I am afraid to ask how many 123's it will take.


----------



## jtice (Mar 8, 2006)

Im with Kiessling,

the MiniBeeast is THE light I really really want,
but I know that it will be way out of my price range anyway. 

I have been wanting something about that size, and instant strike.

~John


----------



## Kiessling (Mar 8, 2006)

Li-Ion


----------



## CLHC (Mar 8, 2006)

Exactly what has been mentioned above. I'm sure that it'll be way above and beyond my pay grade! :huh: 

—Enjoy!


----------



## jonman007 (Mar 8, 2006)

I see i'm not the only one who 'needs' this light  Yeah if I could only have one light this year it would be this one. I think the combination of leds and being rechargable make the minibeast really versatile and just sooo awesome. Would definately justify selling my m6. Do you think we are talking many thousands$$$ i.e i'll never be able to afford it? I just don't wanna get my hopes up...


----------



## Vee3 (Mar 9, 2006)

Maybe they'll come out with a Nitrolon version for $97. I think they might sell a lot of those...


----------



## maxilux (Mar 9, 2006)

20x CR123 !!!!!!, Hey you print Money youself??
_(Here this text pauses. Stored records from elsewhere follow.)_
PR #202, opened 2022-02-03
database: rename max_jobs --> max_running_jobs

cmoussa1:
#### Problem

The `max_jobs` column is confusing and doesn't clearly represent what the column is for: limiting the number of _running_ jobs a user/bank combo can have running at any given time. When the `max_active_jobs` limit is added, it would be clearer to rename `max_jobs` to something more distinct.

---

This PR contains work split off from #201 that renames `max_jobs` to `max_running_jobs` throughout the flux-accounting project to more clearly describe the difference between a "running" jobs count and an "active" jobs count for a user/bank combo. It contains renaming changes to:

- the database
- the Python commands
- the multi-factor priority plugin
- the existing sharness tests

### DIFF
--- a/src/bindings/python/fluxacct/accounting/bank_subcommands.py
+++ b/src/bindings/python/fluxacct/accounting/bank_subcommands.py
@@ -23,16 +23,16 @@ def print_user_rows(rows, bank):
         "shares",
         "job_usage",
         "fairshare",
-        "max_jobs",
+        "max_running_jobs",
         "qos",
     ]
     # print column names of association_table
     for header in user_headers:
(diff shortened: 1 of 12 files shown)


grondo (approved):
Seems straightforward to me!

You may want to retitle the commit message now that the rename applies to the whole project, not just `database:`

cmoussa1:
Oh, right. 🤦‍♂️ Thanks for pointing that out. Just edited the commit message so it doesn't include just `database`.

cmoussa1:
Thanks for approving! I'll set MWP

PR #203, opened 2022-02-04
view-bank: remove manual list of column names

cmoussa1:
This is a small PR that removes the handwritten list of column names from the `print_user_rows()` and the `print_bank_rows()` helper functions and instead fetches the column names of the `association_table` and `bank_table` using `cursor.description`
so that the headers will automatically be updated every time a change is made to the tables.


ryanday36 (approved):
looks good.

cmoussa1:
Thanks! Setting MWP

Issue #208, opened 2022-02-16
job-archive interface: TypeError when not specifying `--priority-decay-half-life`


cmoussa1:
In an offline discussion with @ryanday36, he reported a `TypeError` when running the `flux account update-usage` command:

```console
TypeError: unsupported operand type(s) for *: 'NoneType' and 'int'
```

This is likely due to the fact that the `--priority-decay-half-life` optional argument does not have a default value associated with it in neither the `flux-account.py` script or in the `calc_usage_factor()` helper function in `job_archive_interface.py`, so when this argument is not specified, `None` gets passed as the value for this parameter.

I should add a default value to this optional argument to match its default value in the database, `1`. I'll probably also add a couple of tests in `t1007-flux-account.py` to make sure default values are captured.

PR #209, opened 2022-02-17
job-archive interface: update optional `--priority-decay-half-life` argument

cmoussa1:
#### Problem

As described in #208, a `TypeError` occurs when not specifying a value for the `--priority-decay-half-life` optional argument in the `update-usage` command. This is because the argument has no default value, so if no value is specified, `None` is passed to the `calc_usage_factor()` function and it fails.

---

This PR fixes the `TypeError` in the `update-usage` command by adding a default value for the `--priority-decay-half-life` optional argument, 1, which matches the default value in the flux-accounting database. 

It also adds a new sharness test file, `t1010-update-usage.t`, which creates both a sample flux-accounting DB and job-archive DB, populated with a set of fake job records. It then runs the `update-usage` command twice, one using the default value and another specifying a value on the command line. It then checks to see that the job usage values do in fact get updated in the flux-accounting database by running the `flux account-shares` command.

### DIFF
--- a/src/bindings/python/fluxacct/accounting/job_archive_interface.py
+++ b/src/bindings/python/fluxacct/accounting/job_archive_interface.py
@@ -438,7 +438,7 @@ def check_end_hl(acct_conn, pdhl):
         acct_conn.commit()
 
 
-def update_job_usage(acct_conn, jobs_conn, pdhl):
+def update_job_usage(acct_conn, jobs_conn, pdhl=1):
     s_assoc = "SELECT username, bank FROM association_table"
     cur = acct_conn.cursor()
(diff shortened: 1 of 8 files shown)


ryanday36 (approved):
Looks good. My only minor gripe is that I feel like the help message for --priority-decay-half-life in src/cmd/flux-account.py could be clearer. Maybe something like 'number of weeks for a job's usage contribution to decay by half'.

cmoussa1:
Thanks @ryanday36 for reviewing! I think that's a great suggestion - I'll update the help message per your suggestion and squash a fix in this branch, and add MWP

PR #214, opened 2022-03-03
build: ensure autogen.sh updates package version

cmoussa1:
I'm copying this PR from flux-framework/flux-core#4174 because I think I run into the same problem when it comes time to build the `.tar.gz` for flux-accounting. 

#### Problem 

`PACKAGE_VERSION` is not updated to match `git describe` in a development tree when `autogen.sh` is run.

The previous value is retained in the autom4te.cache directory, even when configure is regenerated, which seems counterintuitive.

---

This PR adds the `--force` option to autoreconf (as called from `autogen.sh`) to ensure that nothing is cached from previous builds.

### DIFF
--- a/autogen.sh
+++ b/autogen.sh
@@ -6,6 +6,6 @@
 #
 echo "Running libtoolize --automake --copy ... "
 libtoolize --automake --copy || exit
-echo "Running autoreconf --verbose --install"
-autoreconf --verbose --install || exit
+echo "Running autoreconf --force --verbose --install"
+autoreconf --force --verbose --install || exit
 echo "Now run ./configure."


garlick (approved):
Oh interesting, I hadn't considered that this might affect `make dist`.

cmoussa1:
Thanks @garlick! I should have probably double checked with you beforehand that this actually corrects the issue I was running into; sorry about that. Do the changes proposed in this PR affect the following lines in `configure.ac`?

```
AC_INIT([flux-accounting],
        m4_esyscmd([git describe --always | awk '/.*/ {sub(/^v/, ""); printf "%s",$1; exit}']))
```

What used to happen is when I would run `./autogen.sh && ./configure` after a new release of flux-accounting, the version number would not be updated, e.g after the most recent `v0.14.0` release, it would still show `v0.13.0`. Manually setting the current version number in that `AC_INIT` line used to be the way I would correct it.

grondo:
Another way to fix it might have been `make maintainer-clean`, but @garlick's fix is better by far.

Also: instead of manually uploading tarballs on release, now that one of your ci builds is running `make distcheck`, you could look into copying the automatic deploy ci actions from flux-core.

cmoussa1:
Ah, I hadn't realized using the `make maintainer-clean` command, thanks @grondo.

> Also: instead of manually uploading tarballs on release, now that one of your ci builds is running `make distcheck`, you could look into copying the automatic deploy ci actions from flux-core.

Oh that's right. I think I opened an issue on it not too long ago - I should definitely look into copying the automatic deploy. Thanks for the reminder!

cmoussa1:
Setting MWP. Thanks again for the quick review!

It looks very well, but it is not for normal use, i think.


----------



## tino_ale (Mar 9, 2006)

Any pic of this monster yet?


----------



## maxilux (Mar 9, 2006)

search: minibeast, and you will find all you want.


----------



## seery (Dec 29, 2006)

It's been nearly 10 months. Does anybody have any updates or insider info on
the Mini-Beast?

We are still waiting on our two Beast II's to be released/delivered.

Happy Holidays.


----------



## billhess (Dec 29, 2006)

is this it


http://www.opticsplanet.net/surefire-beast-rechargeable-flashlight-br1.html


http://www.servicelighting.com/catalog_product.cfm?prod=SF16057


----------



## NAW (Dec 29, 2006)

billhess said:


> is this it
> 
> 
> http://www.opticsplanet.net/surefire-beast-rechargeable-flashlight-br1.html
> ...


 
Thats the Surefire Beast II. The Mini Beast is going to be a smaller HID light than that. 

Steven (TacticalSupply) said on a thread over on flashlight forums that the base pay of the Mini Beast was going to be $4160... this was back in September though.


----------



## seery (Dec 30, 2006)

NAW -Thanks for the lead. Going to drop Steven a PM to see if he has any
more info/updates.


NAW said:


> Steven (TacticalSupply) said on a thread over on flashlight forums that the base pay of the Mini Beast was going to be $4160... this was back in September though.


----------